Droga nie była długa. Oświetlona pomarańczowymi smugami lamp i przykryta cienką warstwą śniegu, przyprawiała mnie o szczery uśmiech. Max wywiózł mnie za miasto, do restauracji urządzonej „po królewsku”.

Zaraz po wejściu, blondyn wziął ode mnie płaszcz, a ja rozejrzałam się. Podłoga z czerwonego dębu, około trzydziestu okrągłych stoliczków przykrytych białymi obrusami, duże okna, w których wisiały wielkie białe zasłony, przewiązane złotymi wstęgami. Ściany pokryte były bordową tapetą w złote duże kwiaty, przeplatane z złotymi drobnymi wstążkami. Miejsca przy niektórych stolikach zajmowały panie w długich, eleganckich sukniach, albo krótszych, gorzej dostosowanych do sytuacji i otoczenia. Panowie ubrani byli z reguły w garnitury. Spojrzałam na Max’a. Czarne spodnie od garnituru, moja ulubiona, lekko błękitna koszula, czarny garnitur, biała chusteczka w kieszeni i lakierki. Jedyny inny dodatek stanowiły na luzie zaczesane do tyłu włosy. Nie powiedziałabym, że nie pasowały do całości. Wręcz przeciwnie, dodawały jej blasku. Uśmiechnęłam się szczerze, kiedy podszedł do mnie i wskazał stolik, mówiąc „Zapraszam” z tą swoją, szelmowską chrypką…istnieje w ogóle coś takiego, jak szelmowska chrypka??? :)Wzięłam chłopaka pod rękę i tak doszliśmy do naszego małego, przytulnego stoliczka w rogu sali.

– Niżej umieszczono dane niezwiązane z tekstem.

Issue #1779, opened 2025-06-03
Add arg to filter output of `ObjectEvents.events()`


sed-i:
Currently, the best practice for funneling events to the same observer is ([ref](https://github.com/canonical/operator/issues/1108#issuecomment-1885928739)):

```python
for event in (kind for kind in self.on.events().values() if isinstance(kind, ops.HookEvent)):
    self.framework.observe(event, self._on_event)
```

where `events()` is defined here:
https://github.com/canonical/operator/blob/1d234866918983301be01627d6d9fa16926c6915/ops/framework.py#L492

In this approach:
1. It is "all or nothing": we can't funnel just "storage" events, or just "workload" events, or just "relation" events.
2. The manual filtering is a bit of boilerplate we'd need to repeat everywhere.

It would be handy if `events()` had an optional filtering arg, for example:
```python
self.on.events()  # All events, including FrameworkEvents
self.on.events(ops.HookEvent)  # All "hook" events
self.on.events(ops.WorkloadEvent)  # Only workload events
```

This way we'd be able to limit the scope of each reconciler method while keeping the code ordering more explicit than the usual "order of observe() calls.

benhoyt:
We kind of like this idea -- adding an optional "class filter" parameter to `on.events()` seems the best proposal yet. That said, I don't see how it gains much over an `if` statement -- it's slightly less verbose, but also less clear, which doesn't seem like a win. This seems simple and more clear to me:

```python
for event in self.on.events().values():
    if issubclass(event.event_type, ops.RelationEvent):
        self.framework.observe(event, self._on_event)
```

sed-i:
- It's longer, spreading a bit of boilerplate.
  - `for event in self.on.events(ops.RelationEvent).values():`, vs
  - `for event in self.on.events().values(): if issubclass(event.event_type, ops.RelationEvent):`.
- The explicit `issubclass` seems a bit like a bigger impl detail leak?
- With *args support, `self.on.events(T1, T2)` seems more readable than `issubclass(event.event_type, (T1, T2))`.

benhoyt:
That's fair! On balance, especially with the need for `.event_type` in there, I'm inclined to add this. I'd rather not allow `*args`, though -- let's just take a single `classinfo` arg and allow it to be a single class or tuple of classes, like `issubclass` does. So I think the signature would become:

```python
def events(self, classinfo: type[EventBase] | tuple[type[EventBase], ...]) -> dict[str, BoundEvent]:
    ...
```

[...]

PR #1793, opened 2025-06-05
Event filtering

PietroPasotti:
Implemented event filtering as per #1779

### DIFF
--- a/ops/framework.py
+++ b/ops/framework.py
@@ -489,9 +489,21 @@ class ObjectEvents(Object):
                 event_kinds.append(attr_name)
         return event_kinds
 
-    def events(self) -> dict[str, BoundEvent]:
-        """Return a mapping of event_kinds to bound_events for all available events."""
-        return {event_kind: getattr(self, event_kind) for event_kind in self._event_kinds()}
+    def events(self, *event_type: type[EventBase]) -> dict[str, BoundEvent]:
+        """Return a mapping of event names to BoundEvent instances the framework can observe.
+
+        Args:
+            event_type: An optional tuple of event types to narrow the selection.
+                        If omitted, all events will be returned.
+        """
+        events = {event_kind: getattr(self, event_kind) for event_kind in self._event_kinds()}
+        if event_type:
+            return {
+                event_kind: event
+                for event_kind, event in events.items()
+                if issubclass(event.event_type, event_type)
+            }
+        return events
 
     def __getitem__(self, key: str) -> PrefixedEvents:
         return PrefixedEvents(self, key)
--- a/test/test_events.py
+++ b/test/test_events.py
@@ -1,0 +1,81 @@
+# Copyright 2025 Canonical Ltd.
+#
+# Licensed under the Apache License, Version 2.0 (the "License");
+# you may not use this file except in compliance with the License.
+# You may obtain a copy of the License at
+#
+# http://www.apache.org/licenses/LICENSE-2.0
+#
+# Unless required by applicable law or agreed to in writing, software
+# distributed under the License is distributed on an "AS IS" BASIS,
+# WITHOUT WARRANTIES OR CONDITIONS OF ANY KIND, either express or implied.
+# See the License for the specific language governing permissions and
+# limitations under the License.
+
+
+from __future__ import annotations
+
+import pytest
+
+import ops
+from ops import Framework
+from ops.testing import CharmEvents, Context, State
+
+
+def collect_filtered(*event_type, meta: dict | None = None) -> tuple[ops.EventBase, ...]:
+    ctx = Context(ops.CharmBase, meta={'name': 'ben', **(meta or {})})
+    with ctx(ctx.on.update_status(), State()) as mgr:
+        return tuple(e.event_type for e in mgr.charm.on.events(*event_type).values())  # type: ignore
+
+
+def test_filtering_null():
+    base_events = set(
+        subc
+        for subc in ops.HookEvent.__subclasses__()
+        # exclude non-leaves
+        if not len(subc.__subclasses__()) > 1
+    ).union(
+        # only lifecycle event that is automatically added to charm.on
+        {ops.CollectStatusEvent}
+    )
+    secret_events = set(subc for subc in ops.SecretEvent.__subclasses__())
+    assert set(collect_filtered()) == base_events.union(secret_events)
+
+
+def test_filtering_secret():
+    secret_events = set(subc for subc in ops.SecretEvent.__subclasses__())
+    assert set(collect_filtered(ops.SecretEvent)) == secret_events
+
+
+@pytest.mark.parametrize(
+    'evt_type', (ops.StartEvent, ops.UpgradeCharmEvent, ops.SecretExpiredEvent)
+)
+def test_filtering_single(evt_type):
+    assert set(collect_filtered(evt_type)) == {evt_type}
+
+
+@pytest.mark.parametrize(
+    'filter_arg, event_to_emit, expect_run',
+    (
+        ((ops.RelationEvent,), CharmEvents.update_status(), False),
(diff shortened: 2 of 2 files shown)


ops/framework.py
```diff
@@ -489,9 +489,21 @@ def _event_kinds(self) -> list[str]:
...
         return event_kinds
 
-    def events(self) -> dict[str, BoundEvent]:
-        """Return a mapping of event_kinds to bound_events for all available events."""
-        return {event_kind: getattr(self, event_kind) for event_kind in self._event_kinds()}
+    def events(self, *event_type: type[EventBase]) -> dict[str, BoundEvent]:
+        """Return a mapping of event names to BoundEvent instances the framework can observe.
+
+        Args:
+            event_type: An optional tuple of event types to narrow the selection.
```
tonyandrewmeyer, line 496: This isn't actually passing a tuple, it's *args. @benhoyt indicated he'd rather have a tuple (so keep the doc as-is and change the signature to be `event_type: tuple[type[EventBase]]|None=None` (maybe `event_types`?). It does seem like a tuple rather than *args leaves things more open to having other arguments in the future, even though `events(ops.RelationEvent, ops.WorkloadEvent)` does read nicer than `events((ops.RelationEvent, ops.WorkloadEvent))`.

test/test_events.py
```diff
@@ -0,0 +1,81 @@
...
+# See the License for the specific language governing permissions and
+# limitations under the License.
+
+
+from __future__ import annotations
+
+import pytest
+
+import ops
+from ops import Framework
```
tonyandrewmeyer: This line seems a bit pointless? We can just write `ops.Framework`, right? It's only used in a single place, so it ends up being fewer characters too :)

tonyandrewmeyer (commented):
Nice, thanks for doing this!

I think our (just decided in the past week) guidelines for tests say that the new test file should be named `test/test_framework_events.py`.

ops/framework.py
tonyandrewmeyer: Hmm, writing out the example, though, it's much uglier with a single type, `events((ops.RelationEvent, ))`.

Maybe it could be `event_types: tuple[type[EventBase]]|type[EventBase]|None=None` allowing either a single type or a tuple of types? Or maybe we should reconsider `*event_types`?

benhoyt: Sorry if I was unclear, but what I was keen on was allowing either a single class or a tuple of classes, just like `issubclass` allows. That makes it the same as `issubclass`, and simple for the single-class case as well as clear for multiple classes; it also allows for additional positional arguments in future (not that I think that's likely).

The type annotation would be `event_type: type[EventBase] | tuple[type[EventBase], ...] | None = None`, and usage would be:

```python
on.events()
on.events(ops.RelationEvent)
on.events((ops.RelationEvent, ops.SecretEvent))
```

ops/framework.py
```diff
@@ -489,9 +489,21 @@ def _event_kinds(self) -> list[str]:
...
+                        If omitted, all events will be returned.
+        """
+        events = {event_kind: getattr(self, event_kind) for event_kind in self._event_kinds()}
+        if event_type:
+            return {
+                event_kind: event
+                for event_kind, event in events.items()
+                if issubclass(event.event_type, event_type)
+            }
+        return events
```
benhoyt, line 506: I don't have strong feelings, but it felt a bit weird not to filter it down in one for loop/comprehension:

```suggestion
        events = {}
        for kind in self._event_kinds():
            event = getattr(self, kind)
            if event_type is None or issubclass(event.event_type, event_type):
                events[kind] = event
        return events
```

Or perhaps:

```python
        events = {
            kind: getattr(self, kind) for kind in self._event_kinds()
            if event_type is None or issubclass(getattr(self, kind).event_type, event_type)
        }
        return events
```

test/test_events.py
```diff
@@ -0,0 +1,87 @@
...
+
+from __future__ import annotations
+
+import typing
+
+import pytest
+
+import ops
+from ops import Framework
+from ops.testing import CharmEvents, Context, State
```
benhoyt: Similarly, we would advocate `from ops import testing` and `testing.State` for these (though I realise we haven't been consistent about that).

test/test_events.py
```diff
@@ -0,0 +1,87 @@
...
+
+
+def collect_filtered(
```
benhoyt: I think this helper function obscures the code in the tests and makes the actual usage of the `events()` call harder to see. I suggest we just put these couple of lines of code in each test, even if it means a tiny bit of duplication. In addition, it seems that the `meta` argument is not used; and I think the `**(meta or {})` construct is too clever anyway.

test/test_events.py
```diff
@@ -0,0 +1,87 @@
...
+    *event_type: type[ops.EventBase], meta: dict[str, typing.Any] | None = None
+) -> tuple[ops.EventBase, ...]:
+    ctx = Context(ops.CharmBase, meta={'name': 'ben', **(meta or {})})
+    with ctx(ctx.on.update_status(), State()) as mgr:
+        return tuple(e.event_type for e in mgr.charm.on.events(*event_type).values())  # type: ignore
+
+
+def test_filtering_null():
```
benhoyt: I find this test hard to follow. What's it actually testing, and can we rewrite it in a simpler, more imperative way?

benhoyt (changes requested):

ops/framework.py
dimaqq: Might as well `return {...compr...}` in the latest case.

Painting the walrus shed:
```py
return {kind: bound_event for kind in self._event_kinds()
    if (bound_event := getattr(self, kind)) and (event_type is None or issubclass(bound_event.event_type, event_type))}
```

test/test_framework_events.py
```diff
@@ -0,0 +1,86 @@
...
+        subc
+        for subc in ops.HookEvent.__subclasses__()
+        # exclude non-leaves
+        if not len(subc.__subclasses__()) > 1
+    ).union(
+        # only lifecycle event that is automatically added to charm.on
+        {ops.CollectStatusEvent}
+    )
+    secret_events = set(subc for subc in ops.SecretEvent.__subclasses__())
+    assert set(collect_filtered()) == base_events.union(secret_events)
```
dimaqq, line 45: This test is rather hard to read.

Can we have test case from the API user point of view?

Something that would look like:

```py
class MyCharm(...):
    def __init__(self, ...):
        super().__init__(...)
        for k, v in self.on.event(clever-args-here):
            ...
```

Then run it through Scenario, issue events and monitor some side-effect, like call count on the callback or what not.

Or maybe like this:

```
class MyCharm(...):
    def __init__(self, ...):
        super().__init__(...)
        assert self.on.events(clever-args-here) == {
            "foo": BoundEvent(self, ops.Foo),
            ...
        }
```

dimaqq (changes requested):

PietroPasotti:
hey all, sorry for letting this sit for so long, there were some team discussions to be had before we decided which way we wanted to go with this.
The current feeling is that this PR is obsolete.
[This](https://github.com/canonical/cos-reconciler/blob/init/cos_reconciler/main.py#L22) (or something like it) is what we're leaning towards at this point.

The rationale from moving away from the `ops.filter_me_all_events_of_type(ops.HookEvent)` is that if in the future juju were to add a new event type on which something special needs to happen (say, the next ActionEvent or the next custom notice), our charms might inadvertently observe it and that's bad.
So we'd rather maintain a more-or-less pinned list of 'base event types' we want to observe, and so long as ops doesn't subclass those in the future or change their semantics, we're safe and every new event that gets added to the list will be a conscious decision.

tonyandrewmeyer:
Thanks for the update! Closing as per the above - Charm Tech have also had some concerns about what happens if/when there are new events with reconcile approaches, and I think we're also happier with the explicit-include approach.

-Co cię naszło na kolację???- zapytałam, kiedy kelner ubrany w czarny smoking przyniósł nam menu.

-Aaa tak jakoś. Miałem dziwne wrażenie, że nie spełniam się w całości w naszym związku, więc postanowiłem, robić coś szczególnego i wpadłem na romantyczną kolację z moją dziewczyną.- odpowiedział, znad otwartego menu, puszczając mi oczko.- Ta restauracja, podobno ma lepsze spaghetti niż najlepsza restauracja w San Diego.

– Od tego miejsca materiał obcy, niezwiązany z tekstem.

PR #1794, opened 2025-06-06
fix: restrict the version of a dependency, opentelemetry-sdk

dimaqq:
The newest release broke our code.
This is a quick fix that we could release to the charmers.

Upstream: https://github.com/open-telemetry/opentelemetry-python/issues/4616


james-garner-canonical (approved):
I'm on board with this as a hotfix, but I wonder if #1791 is the better hotfix if our long term plan doesn't involve restricting the version.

-O nie.- zaprotestowałam od razu.- Przykro mi bardzo, ale spaghetti jadłam u Kevin’a. Chyba postawię na lasagne.

-Stawiasz na włoskie żarcie??

-A, co! Raz się żyje!- zaśmiałam się krótko i cicho.

Zamówiliśmy danie i w ciszy je spożywaliśmy, co chwile popijając czerwonym winem. Nagle Max zabrał głos, przypatrując się kawałkowi potrawy na widelcu.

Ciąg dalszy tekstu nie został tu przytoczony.